Task to complete
Using the records below, repeat exactly the lines from the one holding "Fix pinHeader" through the one holding "On [/r/web_design](http://reddit.com/r/web_design) and", both ends included, and no others.

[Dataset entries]
□ □ □

PR #2130, opened 2015-03-22
Stop changing expandos' link URLs

erikdesjardins:
This is no longer necessary, since we use [addUrlToHistory()](https://github.com/honestbleeps/Reddit-Enhancement-Suite/blob/8719cc456bce7ef6f338ad7c22f172c5873d3833/lib/modules/showImages.js#L1636).

Also, for single-image expandos, make the image link to its source URL (this basically preserves existing behavior, since it used to be set to the title URL, which used to be changed to the source URL).

### DIFF
--- a/lib/modules/hosts/ctrlv.js
+++ b/lib/modules/hosts/ctrlv.js
@@ -24,7 +24,6 @@ modules['showImages'].siteModules['ctrlv'] = {
 
 		elem.type = info.type;
 		elem.src = info.src;
-		elem.href = info.href;
 
 		if (RESUtils.pageType() === 'linklist') {
 			$(elem).closest('.thing').find('.thumbnail').attr('href', elem.href);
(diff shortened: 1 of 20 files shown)


andytuba:
@honestbleeps Remind me why we haven't done this all along. IIRC it was to mark things visited immediately and in history. can we rely on addUrlToHistory?

erikdesjardins:
If there's an issue it's with Safari, since URLs show up as visited immediately for me in FF and Chrome, for all of my [test cases](https://cloud.githubusercontent.com/assets/7673145/6770824/5c63ae0a-d0a3-11e4-8608-ced9774be17a.png).

honestbleeps:
The problem was that "half" the browser we supported (Safari and old Opera) needed the iframe hack.

I think we can stop doing this and just say "too bad" for Safari, because the iframe hack for tracking history doesn't even seem to work anymore anyway so this isn't helping anyone.

andytuba:
I'm sold.

PR #2131, opened 2015-03-22
Instagram expando support

### LINKED ISSUE #2126: instagram expandos
http://www.reddit.com/r/resissues/comments/2zvo8d/_/

erikdesjardins:
Fixes #2126 

~~They do have an oembed API, but it doesn't seem to support CORS.
This means that instagram videos won't work, but it's better than having to add another permission.~~

Test links:
https://www.reddit.com/domain/instagr.am/
https://www.reddit.com/domain/instagram.com/

### DIFF
--- a/lib/modules/hosts/instagram.js
+++ b/lib/modules/hosts/instagram.js
@@ -1,0 +1,14 @@
+export default {
+	moduleID: 'instagram',
+	name: 'Instagram',
+	domains: ['instagram.com', 'instagr.am'],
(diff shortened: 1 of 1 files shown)


honestbleeps:
i'd be fine with optional permissions like we do for twitter...

andytuba:
We should fix noembed and route the request through there.

erikdesjardins:
Turns out they had an iframe embed all along :sweat_smile:

PR #2133, opened 2015-03-23
Move twitter support into its own siteModule

erikdesjardins:
This needs testing ([links](https://www.reddit.com/domain/twitter.com)) in Safari, but I suspect it'll work.

### DIFF
--- a/lib/modules/styleTweaks.js
+++ b/lib/modules/styleTweaks.js
@@ -269,20 +269,6 @@ modules['styleTweaks'] = {
 					}');
 				}
 			}
-			if (this.options.showExpandos.value) {
-				var twitterLinks = document.body.querySelectorAll('.entry > p.title > a.title');
-				var isTwitterLink = /twitter.com\/(?:#!\/)?([\w]+)\/(status|statuses)\/([\d]+)/i;
-				for (var i = 0, len = twitterLinks.length; i < len; i++) {
-					var thisHref = twitterLinks[i].getAttribute('href');
-					thisHref = thisHref.replace('/#!', '');
-					if (isTwitterLink.test(thisHref)) {
-						var thisExpandoButton = document.createElement('div');
-						thisExpandoButton.setAttribute('class', 'expando-button collapsed collapsedExpando selftext twitter');
-						thisExpandoButton.addEventListener('click', modules['styleTweaks'].toggleTweetExpando, false);
-						RESUtils.insertAfter(twitterLinks[i].parentNode, thisExpandoButton);
-					}
-				}
-			}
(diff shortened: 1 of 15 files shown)


lib/modules/styleTweaks.js
```diff
@@ -406,81 +392,6 @@ modules['styleTweaks'] = {
...
-					modules['styleTweaks'].tweetExpando = thisExpando;
-					opera.extension.postMessage(JSON.stringify(thisJSON));
-				} else if (BrowserDetect.isFirefox()) {
-					// we've got a jetpack extension, hit up the background page...
-					// we have to omit the script tag and all of the nice formatting it brings us in Firefox
-					// because AMO does not permit externally hosted script tags being pulled in from
-					// oEmbed like this...
-					jsonURL += '&omit_script=true';
-					modules['styleTweaks'].tweetExpando = thisExpando;
-					self.postMessage(thisJSON);
```
erikdesjardins: > AMO does not permit externally hosted script tags being pulled in from oEmbed like this
The thing is, we're adding `&omit_script=true` to the original `jsonURL`, which doesn't affect the URL used by our request (in thisJSON, which has already been created [here](https://github.com/honestbleeps/Reddit-Enhancement-Suite/pull/2133/files#diff-6360b0be2d4a48c79cdcd07e6d8c9820L423)).

So we need to decide if we want to correctly omit the script (current behavior; loses twitter formatting in FF) or keep the same behavior and load it anyways.

honestbleeps: we were losing formatting before in FF, because of this very issue.

we can't include the script in FF, they'll reject it as you point out.

erikdesjardins: Well, they must not have been paying much attention, since they didn't reject [4.5.4](https://i.imgur.com/var8jVQ.png), or [4.5.3](https://i.imgur.com/GXVKzYJ.png), or [4.5.0.2](https://cloud.githubusercontent.com/assets/7673145/6791007/27204c5a-d182-11e4-8595-d6825da9bff2.png) - all of which include the script (we still shouldn't risk it for v4.6 - but it is amusing).

After some investigation: Twitter expandos were downgraded for about a year, which ended about a year ago: the [original commit](https://github.com/honestbleeps/Reddit-Enhancement-Suite/commit/d865829ccba7769703c2dfd74bc48528065b0b33) to omit the script was after release v4.2.0.2, and it was accidentally nullified by [this commit](https://github.com/mc10/Reddit-Enhancement-Suite/commit/c993360b64f5bef1b507c54dd971bf99d3efd7f5#diff-0767dec274256dd1746817f7f75c9890L15095) after release v4.3.1.2.

PR #2563, opened 2015-12-13
XPI/index: Fix ESLint issues

mc10:
Mostly converting `let` to `const` for unchanged variables.

### DIFF
--- a/XPI/index.js
+++ b/XPI/index.js
@@ -5,40 +5,40 @@
 // require('sdk/preferences/service').set('javascript.options.strict', false);
 
 // Import the APIs we need.
-let pageMod = require('sdk/page-mod');
-let Request = require('sdk/request').Request;
-let self = require('sdk/self');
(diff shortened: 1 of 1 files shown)


XPI/index.js
```diff
@@ -120,8 +120,8 @@ tabs.on('activate', function() {
 });
 
 function getActiveWorker() {
-	let tab = tabs.activeTab;
-	for (let i in workers) {
+	const tab = tabs.activeTab;
+	for (const i in workers) {
```
erikdesjardins: Even though this is correct, Firefox (42) seems to only work if it's `let` ...dammit Firefox.
There are two other `for (const ...` that need to be changed too.

mc10: Odd, I see http://stackoverflow.com/questions/31987465/ecmascript-2015-const-in-for-loops too. I'll change it to fix Firefox, but hopefully Firefox fixes their implementation of `const`.

PR #2564, opened 2015-12-13
Rename Firefox and Safari folders

mc10:
For consistency with Chrome and Opera. Safari still gets transformed to `RES.safariextension` after `gulp`, but Firefox becomes `firefox`, not `XPI`.


erikdesjardins:
There are a few lines in the readme that reference these paths, IIRC.

mc10:
I believe I covered all the spots in the README.

PR #2550, opened 2015-12-06
Nightmode fixes, improvements, additions

githue:
Notable changes include fixing some over-specific selectors (https://github.com/stevenhoward/Reddit-Enhancement-Suite/commit/afc71ddfa61f3399cc0bc08d1bd57c6719f74005#commitcomment-14802877), improving the brightness of links, and a slight change to the appearance of buttons (1px outset border).

This gif shows difference between the old and new link colors:
nightmode-pretty-02-compare

There's a whole bunch of other updates which aren't very noteworthy, too.

PR #2541, opened 2015-11-27
Local images

erikdesjardins:
Fixes #2115 

I left named images alone (i.e. `https://redditstatic.s3.amazonaws.com/mailgray.png`), should they packaged with RES as well?

Tested in Chrome, Firefox, and Safari.

PR #2566, opened 2015-12-14
SCSS Nightmode fixes, improvements, additions

githue:
Same as #2550, but for master instead of 4.6.

### DIFF
--- a/lib/css/modules/_nightMode.scss
+++ b/lib/css/modules/_nightMode.scss
@@ -205,7 +205,7 @@
 	}
 
 	.tabmenu.formtab .selected a {
-		color: rgb(255,255,255);
+		color: rgb(255, 255, 255);
 		background-color: rgb(95, 153, 207);
 	}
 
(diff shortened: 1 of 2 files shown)


lib/css/modules/_nightMode.scss
```diff
@@ -258,16 +245,22 @@
...
-		&.upmod { background-position: 0 0 !important; }
-		&.downmod { background-position: 0 -14px !important; }
+	
+	/* Note: arrow class is used on other elements besides vote buttons. */
+	.arrow {
+		&.up,
+		&.upmod,
+		&.down,
+		&.downmod {
+			background-image: url(https://b.thumbs.redditmedia.com/WZDoQsDzUySVTErcweuA3k2HH1HU5-BZNnBXOR4FDwc.png);
```
andytuba: @erikdesjardins Would it be easier to merge this first or #2541?

erikdesjardins: Rebasing #2541 should be pretty straightforward; might as well do this first.

PR #2568, opened 2015-12-15
Fix night mode background colour of code in permalinked posts

ScoreUnder:
This has been a problem for me since forever. (Not anything to do with the recent night mode changes). The CSS selectors for code/pre tags aren't specific enough all the time.

I went into the inspector and copied out every selector which gave the code a light background colour, so I'm not sure if a couple of these are redundant, but what I do know is that it darkens the background for me as expected.

### DIFF
--- a/lib/css/modules/_nightMode.scss
+++ b/lib/css/modules/_nightMode.scss
@@ -468,9 +468,13 @@
 
 	.md code,
 	.md pre,
+	.link .md pre,
 	.content .md pre,
+	.new-comment .md pre,
+	.usertext.border .md pre,
 	.link .md :not(pre) > code,
-	.new-comment .md :not(pre) > code {
+	.new-comment .md :not(pre) > code,
+	.usertext.border .md :not(pre) > code {
 		color: inherit;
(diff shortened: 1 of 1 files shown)


allthefoxes:
I believe this is already fixed and ready to go for 4.60

githue:
Nightmode should be using the same selectors that reddit uses for code and pre tags, and reddit keeps adding more. As long as this follows the same rules then it should be good.

It's difficult to check right now because reddit's servers are failing.

ScoreUnder:
>I believe this is already fixed and ready to go for 4.60
I checked out the release branch (there doesn't seem to be a develop branch) and I can't find a similar fix.
The release branch also hasn't had master merged into it so the nightmode.css file would go away anyway.

erikdesjardins:
@githue is right, this seems to be novel - look at a permalinked comment or a new comment (with gold):

image

@ScoreUnder `master` is develop, FYI

githue:
:+1: Looks good.

erikdesjardins:
Thanks @ScoreUnder!

PR #2569, opened 2015-12-15
Fix pinHeader

githue:
On [/r/gonewild](http://reddit.com/r/gonewild) the spacer height wasn't being calculated correctly because it wasn't checking for margins. jQuery saves the day with outerHeight(true):
gonewild

On [/r/web_design](http://reddit.com/r/web_design) and [/r/lifeprotips](http://reddit.com/r/lifeprotips) the header would be in the middle of the viewport instead of at the top (but only if you enable custom subreddit styles *site-wide*):
web_design

Note: this doesn't completely fix the last two subs because the header has no background color, due to its height being zero. There's no graceful way to fix that.

I removed the timeout loop that waits for the logo image to finish loading, because Reddit now has a height attribute on logo images.

Pinning the user bar was broken because it was setting `top: 0` without unsetting `bottom`. (Edit: that was because I removed the height that was set somewhere else)

### DIFF
--- a/lib/modules/betteReddit.js
+++ b/lib/modules/betteReddit.js
@@ -579,7 +579,7 @@ addModule('betteReddit', function(module, moduleID) {
 		var userBarElement = document.getElementById('header-bottom-right');
 		var thisHeight = $('#header-bottom-right').height();
 		RESUtils.addCSS('#header-bottom-right:hover { opacity: 1 !important;  }');
-		RESUtils.addCSS('#header-bottom-right { height: ' + parseInt(thisHeight + 1, 10) + 'px; }');
+		//RESUtils.addCSS('#header-bottom-right { height: ' + parseInt(thisHeight + 1, 10) + 'px; }');
 		// make the account switcher menu fixed
 		window.addEventListener('scroll', RESUtils.debounce.bind(RESUtils, 'scroll.betteReddit', 300, handleScroll, userBarElement), false);
 		pinCommonElements();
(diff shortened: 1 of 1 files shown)


lib/modules/betteReddit.js
```diff
@@ -595,71 +593,52 @@ addModule('betteReddit', function(module, moduleID) {
...
-		}
-
-		// add a dummy <div> to the document for spacing
-		var spacer = document.createElement('div');
-		spacer.id = 'RESPinnedHeaderSpacer';
 
-		// without the next line, the subreddit manager would make the subreddit bar three lines tall and very narrow
-		RESUtils.addCSS('#sr-header-area {left: 0; right: 0;}');
-		spacer.style.height = $('#header').outerHeight() + 'px';
+		if (header === null) return; // Reddit is having issues.
```
erikdesjardins: Might as well log an error here

lib/modules/betteReddit.js
```diff
@@ -595,71 +593,52 @@ addModule('betteReddit', function(module, moduleID) {
...
+		// We can't change the z-index because themes often rely on it being a certain value.
+		RESUtils.addCSS('#header { top: 0; left: 0; right: 0; bottom: auto; }');
+
+		// Spacer height should be equal to header (including padding, margins, etc).
+		$(spacer).height(headerHeight);
+		document.body.insertBefore(spacer, header.nextSibling);
+
+		// Hide sidebar checkbox.
+		setTimeout(function () {
+			modules['styleTweaks'].setSRStyleToggleVisibility(false, 'pinHeader');
```
erikdesjardins: Probably want to avoid doing this, if possible (unless it's shown somewhere else). Does it overlap with the header or something?

andytuba:
@githue Would this be a good candidate for v4.6.2?

githue:
Yeah I think so. Even though the code has been rewritten the effective changes are rather minor, i.e. uses `outerHeight(true)` instead of `height()`, adds `top:` to `#header`, and removes `left: 0; right: 0;` from `#sr-header-bar`.

andytuba:
I think Safari also suffers a timing problem with attempting to determine and cache the header height/position before it's set up, so it'll be nice to resolve that along with this.

PR #2571, opened 2015-12-18
RES is adding too many tabmenus

githue:
Utility function RESUtils.getHeaderMenuList() was adding a new tabmenu every time it was called.

extra-tabmenus

The name of the function was misleading because it's not only returning the tabmenu, but it's creating one too. There's only one time it needs to create a new element and that's in showImages.js.

With the fix: 
extra-tabmenus-fix

### DIFF
--- a/lib/modules/showImages.js
+++ b/lib/modules/showImages.js
@@ -323,7 +323,17 @@ addModule('showImages', function(module, moduleID) {
 	var viewImageButton;
 
 	function createImageButtons() {
-		var mainMenuUL = RESUtils.getHeaderMenuList();
+		var mainMenuUL = $('#header-bottom-left ul.tabmenu')[0];
+		// Create new tabmenu on these pages, regardless if one already exists.
+		if ((RESUtils.regexes.search.test(location.href)) ||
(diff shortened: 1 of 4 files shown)


lib/modules/showImages.js
```diff
@@ -323,7 +323,17 @@ addModule('showImages', function(module, moduleID) {
...
+		var mainMenuUL = $('#header-bottom-left ul.tabmenu')[0];
+		// Create new tabmenu on these pages, regardless if one already exists.
+		if ((RESUtils.regexes.search.test(location.href)) ||
+			(/\/about\/(?:reports|spam|unmoderated)/.test(location.href)) ||
+			(location.href.indexOf('/modqueue') !== -1) ||
+			(location.href.toLowerCase().indexOf('/dashboard') !== -1))
+		{
+			mainMenuUL = RESUtils.createElement('ul', null, 'tabmenu viewimages');
+			document.getElementById('header-bottom-left').appendChild(mainMenuUL);
+			mainMenuUL.style.display = 'inline-block'; // Override dashboard's subreddit style.
```
githue: It would be nice to fix this in the subreddit stylesheet, and remove the inline style.

PR #2572, opened 2015-12-19
Improved commentHoverBorder

Zunon:
I noticed that commentHoverBorder moves elements when you hover, may I suggest that you swap instead of using border, use outlines as that isn't considered when an elements dimensions are calculated, here's a quick codepen I threw up to demonstrate this. http://codepen.io/Zunon/full/Lpvzeg/

### DIFF
--- a/lib/css/modules/_commentBoxes.scss
+++ b/lib/css/modules/_commentBoxes.scss
@@ -41,6 +41,6 @@
 	}
 
 	&.res-commentHoverBorder .content .comment:hover {
-		border: 1px solid #99AAEE !important;
+		outline: 1px solid #99AAEE !important;
 	}
 }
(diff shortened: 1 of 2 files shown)


lib/css/modules/_commentBoxes.scss
```diff
@@ -41,6 +41,6 @@
 	}
 
 	&.res-commentHoverBorder .content .comment:hover {
-		border: 1px solid #99AAEE !important;
+		outline: 1px solid #99AAEE !important;
```
erikdesjardins: Hmmm. This will double-up on the existing gray border instead of just changing its color, and it doesn't play nice with commentRounded.

It might be preferable to use `border-color: #99AAEE !important`, which does (virtually) the same thing without those downsides. If a subreddit removes all of the borders it won't work, but that's still the status quo.

erikdesjardins:
Declining in favour of `border-color` (in #2893). Thanks!

PR #2574, opened 2015-12-21
gulp: Use unnamed arg for add-module/add-host

mc10:
This makes the command a bit less attractive code-wise, but since the `file` arg is required anyways, it makes more sense to not make it named.


andytuba:
:+1:

mc10:
Huh guess gulp treats the second argument as a task name... oh well. Closing for now unless I can find an alternative.

PR #2578, opened 2015-12-26
Add Hide Scores module

denizdogan:
(This is a previously submitted pull request, #2523, but under a new branch, instead of my master branch as before.)

----

This new module hides the score for submissions and/or comments until the user has cast their vote. The idea is to prevent users from being influenced by the votes of others before deciding for themselves.

Everything is disabled by default. There is an option to always hide scores, even after the user has voted.


erikdesjardins:
CSS handling has been greatly improved since you opened the first PR, so if it isn't too much trouble, could you bring this up to date with those changes?

You can look at `highlightScores` for an example, but basically you'll add `bodyClass: true` to the options, add your CSS to `lib/css/modules/_voteEnhancements.scss`, and you won't need to use `addCSS`.

denizdogan:
@erikdesjardins Yeah, I noticed that quite a bit has changed since I made the PR. I'll do my best to update all my pull requests to make the progress easier.

PR #2580, opened 2015-12-30
Prevent voteWeight from breaking when users have no tags

erikdesjardins:
`JSON.parse('null') === null`, so safeJSON doesn't save us.

Broken in master and 4.6.0.


andytuba:
I'll cherry pick this into release/4.6.0 tomorrow.

PR #2585, opened 2016-01-02
Clarify module descriptions and options

githue:
Is my wording for cleanComments fair?


andytuba:
Looks good to me. Once Page Navigator gets something more than a "Back to top" arrow, we can update it.

Issue #2544, opened 2015-11-29
How to build xpi via jpm


darkred:
I want to build the latest xpi via jpm. (win10x64)

Is the following the correct procedure?
_I have already installed node.js v5.1.0 x64_

```
git clone https://github.com/mozilla/jpm
cd jpm
npm install 
npm link
cd ..
git clone https://github.com/honestbleeps/Reddit-Enhancement-Suite
cd XPI
-----> Do I also need:  npm install  ?  
jpm xpi
```

andytuba:
Yes, you need to `npm install` and, every time you pull / edit, then `gulp build -b Firefox && cd dist/XPI && jpm xpi`

darkred:
So, if I got this right,
I do this the 1st time:


```
git clone https://github.com/mozilla/jpm
cd jpm
npm install 
npm link
cd ..
git clone https://github.com/honestbleeps/Reddit-Enhancement-Suite
cd XPI
npm install
```
and after every time I do a `git pull` in the Reddit-Enhancement-Suite directory, 
I have to do (have gulp installed and then) :
```
gulp build -b Firefox 
cd dist/XPI 
jpm xpi
```

<br>
Ιs `gulp build -b Firefox ` really necessary in order to build the xpi (not run it in a new profile)? 
Isn't `jpm` sufficient?
And, what's the purpose of the above command? 
I only found In [here](http://gruntjs.com/using-the-cli) that: 
```
--base, -b
Specify an alternate base path. By default, all file paths are relative to the Gruntfile.
```

mc10:
`gulp build -b Firefox` packages all of the files and moves them into the proper `dist` folder. The link you provided actually refers to Grunt, not gulp (confusing, especially since we still have both build systems). So yes, it is necessary to build the XPI.

darkred:
Thanks for your reply.
But, after

```
git clone https://github.com/honestbleeps/Reddit-Enhancement-Suite
cd XPI
npm install
```
I get `npm WARN EPACKAGEJSON reddit_res@4.5.4 No repository field`


_(using npm 3.3.12  (node.js 5.1.0 x64) in win 10 x64)_

andytuba:
Sorry, I missed a line earlier. 

You should run npm install from the RES root directory, not XPI.

darkred:
Thanks.
`npm install` showed various WARN and ERR messages:
http://pastebin.com/raw.php?i=471JZVQ4

[...]

PR #2596, opened 2016-01-06
Add Python and node.js version to readme

erikdesjardins:
Ref: https://github.com/honestbleeps/Reddit-Enhancement-Suite/issues/2544#issuecomment-169068859

### DIFF
--- a/README.md
+++ b/README.md
@@ -85,7 +85,7 @@ RES is built with [gulp](http://gulpjs.com/).
 
 First time installation:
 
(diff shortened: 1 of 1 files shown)


mc10:
We should also mention that [building on Windows is kind of a pain](https://github.com/nodejs/node-gyp#installation); see also nodejs/node-gyp#629.

13steinj:
@mc10 Extremely stupid question: can I build on Linux and transfer it over to Windows no problem?

mc10:
Should be fine.

PR #3363, opened 2016-09-02
showImages: Destroy expando on hide

### LINKED ISSUE #3361: Expandos does not auto collapse on hide
https://www.reddit.com/r/RESissues/comments/50vmsd/bug_expanded_videos_continue_to_play_in_the/

larsjohnsen:
Fixes #3361

### DIFF
--- a/lib/modules/showImages.js
+++ b/lib/modules/showImages.js
@@ -786,6 +786,9 @@ async function completeExpando(expando, thing, mediaInfo) {
 
 	Object.assign(expando, options);
 
+	const hideButton = thing.getHideElement();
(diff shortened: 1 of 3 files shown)


lib/modules/showImages.js
```diff
@@ -786,6 +786,9 @@ async function completeExpando(expando, thing, mediaInfo) {
 
 	Object.assign(expando, options);
 
+	const hideButton = thing.getHideElement();
```
erikdesjardins: Note: this adds a listener to both the hide and unhide buttons, but this is correct because the unhide button also removes the post from the page (the /u/me/hidden page, the only place it shows up)

PR #3364, opened 2016-09-02
selectedEntry: Select on mouse down instead of only left click

### LINKED ISSUE #3362: selectedEntry does not select on middle click
https://www.reddit.com/r/RESissues/comments/50tyhq/neverending_no_longer_keeps_a_hash_with_current/d777ldn

larsjohnsen:
I don't believe this will cause any issues.

Resolves #3362


andytuba:
:+1:

PR #3373, opened 2016-09-03
disable fixing "commentpage+preview -> original post"

andytuba:
It's abusing the reddit api too hard. Let's find a better solution in a few days.


erikdesjardins:
:+1:

Issue #3383, opened 2016-09-04
User tagger popup menu gets blocked by image expando


fireattack:
![image](https://cloud.githubusercontent.com/assets/4130991/18228991/20d79a10-722b-11e6-8e9f-277492e6a61c.png)

PR #3385, opened 2016-09-04
[Bugfix] Fix user tagger dialog being behind expandos

thybag:
Fix z-index so user tagger dialog shows above expando images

□ □ □

Response below
Fix pinHeader

githue:
On [/r/gonewild](http://reddit.com/r/gonewild) the spacer height wasn't being calculated correctly because it wasn't checking for margins. jQuery saves the day with outerHeight(true):
gonewild

On [/r/web_design](http://reddit.com/r/web_design) and [/r/lifeprotips](http://reddit.com/r/lifeprotips) the header would be in the middle of the viewport instead of at the top (but only if you enable custom subreddit styles *site-wide*):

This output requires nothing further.